## EXERCISE INSTRUCTIONS
Look through the data that follows and copy each line with the string "class".

## MATERIAL SUPPLIED
===

PR #8, opened 2020-08-07
Don't be so eager to execute 'begin'

asqui:
Only execute an automatic 'begin' statement if the TransactionStatus is
IDLE, so that a failure to execute 'begin' doesn't overshadow a failure
to execute a user query.

### DIFF
--- a/psycopg3/psycopg3/connection.py
+++ b/psycopg3/psycopg3/connection.py
@@ -241,7 +241,7 @@ class Connection(BaseConnection):
         if self._autocommit:
             return
 
-        if self.pgconn.transaction_status == TransactionStatus.INTRANS:
+        if self.pgconn.transaction_status != TransactionStatus.IDLE:
             return
 
         self.pgconn.send_query(b"begin")
@@ -349,7 +349,7 @@ class AsyncConnection(BaseConnection):
         if self._autocommit:
             return
 
-        if self.pgconn.transaction_status == TransactionStatus.INTRANS:
+        if self.pgconn.transaction_status != TransactionStatus.IDLE:
             return
 
         self.pgconn.send_query(b"begin")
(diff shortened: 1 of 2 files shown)


psycopg3/psycopg3/connection.py
```diff
@@ -349,7 +349,7 @@ async def _start_query(self) -> None:
         if self._autocommit:
             return
 
-        if self.pgconn.transaction_status == TransactionStatus.INTRANS:
+        if self.pgconn.transaction_status == TransactionStatus.IDLE:
```
dvarrazzo, line 352: Maybe != IDLE?

asqui: Derp! Maybe I need to get some sleep.

Also, I should look at making async work on Windows so I can actually run these tests locally :-/

dvarrazzo:
Cherry-picked

asqui:
Just out of interest, why did you need to cherry-pick this commit? (I purposely rebased my change off the lastest psycopg:master before raising this PR so that it would merge/fast-forward cleanly -- just wondering if I should do something differently in future.)

dvarrazzo:
I think merging from github creates a
```
o
| \
|  o
| /
o
```
anyway, and from command line `git merge your-branch` may or may not create a merge, whereas `git cp your-branch` will not for sure. The information that your changeset was a single commit was more readily available than the information that the branch would have fast-forwarded.

In general I don't have strong policies around always FF/never FF. In other projects I tend to `merge --no-ff` branches with some independent history (multiple commits on the same topic), even if they would ff, and to ff one-commit changeset which are "ordinary work".

So just applying muscle memory here. My suggestion to rebase your yesterday was because I changed the whole project structure a few days ago and I preferred you to check if that hadn't caused issues to your transactions work, but it's not a general rule of mine.

Is that ok or do you think we'd rather review some practice?

Thank you very much!

asqui:
Thanks for the comprehensive response! That all makes perfect sense.

It sounds it might be useful to enable "Allow rebase merging" at https://github.com/psycopg/psycopg3/settings to facilitate the "ff one-commit changeset" workflow with one-click in github.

===

## ANSWER TO THIS PROBLEM
@@ -241,7 +241,7 @@ class Connection(BaseConnection):
@@ -349,7 +349,7 @@ class AsyncConnection(BaseConnection):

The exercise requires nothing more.